A really genuine smile. “No, no, I don’t mean that. I only met her—knew her—for a few months, but we got to know each other pretty well.” A pause that Hardy elected not to interrupt. Kerry was talking, which was what he wanted. He’d start again. And after a sigh, he did.
“Anyway, that’s where she came from. She wasn’t very popular. She had no friends, no social interests. Just studying and chemistry.”
“But she was so pretty. She must have had dates? In high school?”
“No,” Kerry said. “Guys didn’t think she was pretty, if you can believe that. She told me she didn’t have one date. She went to school dances with her brother, it was that bad.” He wanted Hardy to understand. “You know those movies where this really plain girl takes off her glasses at the end and suddenly she’s the prettiest g
irl in town? Well, that was Bree, except that her movie didn’t end until she was in her midtwenties and by then she was so used to being plain and ignored by men that she just couldn’t accept any other view of herself. Plus, her brains still made her threatening as hell to a lot of guys.”
Plus, Hardy was thinking, she was married, which meant she wasn’t on the market. Or did it?
But Kerry, obviously still in thrall to her memory, was going on. “The thing about her, and maybe it seems funny or contradictory or something because she was so smart, but the self-image stuff I think really slowed her down in how fast she grew up . . . I’m trying to think of the right word. She was just very naive, I’d say, insulated. Almost unaware of anything in life, anything except her studies, which translated into her job. I mean, until . . .” Now Kerry really was at a loss.

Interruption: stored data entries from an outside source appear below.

PR #490, opened 2024-10-04
feat: set jvm toolchain to 17

drymarau:
This is mostly brought up by updates to WebRTC (required JDK17) and has
been generally supported by Android for some time now.


drymarau:
AGP appears to be coming with its own Dokka plugin (outdated) and has some issues when generating Javadoc JAR on JDK17.

This PR disables the built-in Javadoc JAR generation and instead wires Dokka output to the achieve the same effect.

vadymmarkov (approved):

PR #498, opened 2024-10-11
feat(api): add BreakoutStep

drymarau:
This PR includes basic building blocks to implement breakout feature,
including:
- `BreakoutId`, which is unique to a breakout
- `BreakoutStep`, where most of the breakout-related methods will reside

### DIFF
--- a/sdk-api/src/main/kotlin/com/pexip/sdk/api/infinity/InfinityService.kt
+++ b/sdk-api/src/main/kotlin/com/pexip/sdk/api/infinity/InfinityService.kt
@@ -20,6 +20,7 @@ package com.pexip.sdk.api.infinity
 import com.pexip.sdk.api.Call
 import com.pexip.sdk.api.EventSourceFactory
 import com.pexip.sdk.api.infinity.internal.InfinityServiceImpl
+import com.pexip.sdk.infinity.BreakoutId
 import com.pexip.sdk.infinity.CallId
 import com.pexip.sdk.infinity.LayoutId
 import com.pexip.sdk.infinity.Node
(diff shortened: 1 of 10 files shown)


sdk-api/src/main/kotlin/com/pexip/sdk/api/infinity/InfinityService.kt
```diff
@@ -332,6 +340,24 @@ public interface InfinityService {
...
+        /**
+         * The conference step that produced this breakout step.
+         */
+        public val conferenceStep: ConferenceStep
+            get() = throw NotImplementedError()
+
+        /**
+         * A breakout ID that this breakout step will use.
+         */
+        public val breakoutId: BreakoutId
```
larswdahl, line 357: Maybe `breakoutRoomId` would be a more descriptive name for this property? I was almost sure that it was the room id, but I had to double check 🙂

larswdahl (approved):

sdk-api/src/main/kotlin/com/pexip/sdk/api/infinity/InfinityService.kt
drymarau: I believe `breakout` can be used as a [noun](https://www.merriam-webster.com/dictionary/breakout). This is also shown in the REST API (e.g. `breakouts/:breakoutId` in the path).

Just prefer to keep it shorter if possible without losing too much context 🙂

larswdahl: Sounds good to me. Let's keep it as it is to be consistent with the API 🙂

PR #511, opened 2024-10-27
feat(media): use software ns and aec

drymarau:
There has been a number of reports of hardware NS and AEC not working on
a range of devices.

Instead, we'll use software NS and AEC provided by WebRTC and consumers
can customize this behavior by providing a custom `AudioDeviceModule` if
they wish to use hardware implementation.


drymarau:
> Could it be the other way around, so consumers disable hw ns and aec themselves?

Possible, but the intent is broad compatibility and software NS & AEC gives that while hardware is a bit fickler and best served by an allowlist of devices on the consumer side.

vadymmarkov (approved):

PR #526, opened 2024-11-08
feat(media): add VideoTrackEmbeddedRenderer

drymarau:
This is a TextureView-based Composable that is embedded directly in the
UI hierarchy.

Unlike `VideoTrackRenderer` effects such as clipping can be safely
applied to this Composable (see the modified self-view for an example of
this).

### DIFF
--- a/sdk-media-webrtc-compose/api/sdk-media-webrtc-compose.api
+++ b/sdk-media-webrtc-compose/api/sdk-media-webrtc-compose.api
@@ -22,6 +22,10 @@ public final class com/pexip/sdk/media/webrtc/compose/FrameResolution {
 	public fun toString ()Ljava/lang/String;
 }
 
+public final class com/pexip/sdk/media/webrtc/compose/VideoTrackEmbeddedRendererKt {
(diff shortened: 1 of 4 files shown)


sdk-media-webrtc-compose/api/sdk-media-webrtc-compose.api
```diff
@@ -22,6 +22,10 @@ public final class com/pexip/sdk/media/webrtc/compose/FrameResolution {
 	public fun toString ()Ljava/lang/String;
 }
 
+public final class com/pexip/sdk/media/webrtc/compose/VideoTrackEmbeddedRendererKt {
```
vadymmarkov, line 25: Noob question - is this generated?

vadymmarkov (approved):

sdk-media-webrtc-compose/api/sdk-media-webrtc-compose.api
drymarau: Yes, anything that is public API will be added to `.api` files for binary compatibility validation.

PR #527, opened 2024-11-08
feat(api): set breakout_capable to false by default

drymarau:
This means that consumers should explicitly opt-in to support breakouts
feature. By default, this is not supported and the behavior matches that
of a guest on Infinity v36+.

Note that on v34 and v35 if the participant is being transfered to a
breakout they may not receive `refer` event, which means that they will
stay in the main room.

### DIFF
--- a/sdk-api/src/main/kotlin/com/pexip/sdk/api/infinity/RequestTokenRequest.kt
+++ b/sdk-api/src/main/kotlin/com/pexip/sdk/api/infinity/RequestTokenRequest.kt
@@ -15,9 +15,12 @@
  */
 package com.pexip.sdk.api.infinity
 
+import kotlinx.serialization.EncodeDefault
+import kotlinx.serialization.ExperimentalSerializationApi
 import kotlinx.serialization.SerialName
 import kotlinx.serialization.Serializable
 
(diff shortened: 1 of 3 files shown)


sdk-api/src/main/kotlin/com/pexip/sdk/api/infinity/RequestTokenRequest.kt
```diff
@@ -36,4 +39,7 @@ public data class RequestTokenRequest(
     val directMedia: Boolean = false,
     @SerialName("call_tag")
     val callTag: String = "",
+    @EncodeDefault
+    @SerialName("breakout_capable")
```
vadymmarkov, line 43: Did it turn out that this field was already in REST API?

vadymmarkov (approved):

sdk-api/src/main/kotlin/com/pexip/sdk/api/infinity/RequestTokenRequest.kt
drymarau: Yes, starting from v34. There was a bug that prevented `refer` event though, but this will be fixed in v36.

PR #2013, opened 2024-05-24
fix dbPath

taoeffect:
Now uses `./data` in both production and development (unless otherwise specified by `process.env.DB_PATH`)


Silver-IT (approved):
LGTM! 👍🏼

PR #2023, opened 2024-05-27
#2012 - Add "Copy message text" menu to the chat message toast pop-up

### LINKED ISSUE #2012: Add "Copy message text" to press & hold chat menu on mobile
### Problem

There is no way to copy the text someone wrote in a chatroom at the moment.

When you press & hold it doesn't highlight text, but brings up a menu instead, and in that menu there's no way to copy the text.

### Solution

Add a menu item called "Copy message text" to copy the contents of the message.

SebinSong:
closes #2012 

Adding 'Copy message text' menu to the chat message's toast menu.

### DIFF
--- a/frontend/views/containers/chatroom/MessageBase.vue
+++ b/frontend/views/containers/chatroom/MessageBase.vue
@@ -100,6 +100,8 @@
     v-if='!isEditing'
     :variant='variant'
     :type='type'
+    :text='text'
+    :messageHash='messageHash'
     :isMsgSender='isMsgSender'
     :isGroupCreator='isGroupCreator'
     ref='messageAction'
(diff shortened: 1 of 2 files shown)


frontend/views/containers/chatroom/MessageBase.vue
```diff
@@ -236,14 +237,6 @@ export default ({
     reply () {
       this.$emit('reply')
     },
-    copyMessageLink () {
```
SebinSong, line 197: This existing 'copy' action can rather be handled inside `MessageActions.vue` directly (it's not necessary to keep/execute the logic in the parent component, which requires emitting a custom-event from the child). So I thought I would DRY this logic while at this task.

taoeffect (approved):
Seems to work well!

“Until you?” Hardy prompted.
Kerry lifted his shoulders, an admission. “It was starting to happen before we met. She was ready for it.”
“For what?”
“The change, the conversion. Well, it wasn’t really that.”
“Okay. What was it?” Hardy became fleetingly aware of a buzz out in the room, a rush of convivial laughter from a gaggle of young couples pulling tables together. Afternoon drinks after shopping in a different world than that inhabited by Hardy and Frannie. He came back to the candidate for governor, with whom he seemed to be having a genuine communication. It was almost surreal, but he was going to keep it going if he could. “What was the big conversion all about then?”
“It was her whole life, really.” He fixed Hardy with a thoughtful expression. “This may sound presumptuous . . .” Again, he stopped and Hardy waited. “It wasn’t so much that she grew up all at once as the fact that she realized she had grown up. She was a beautiful swan. She could fly.”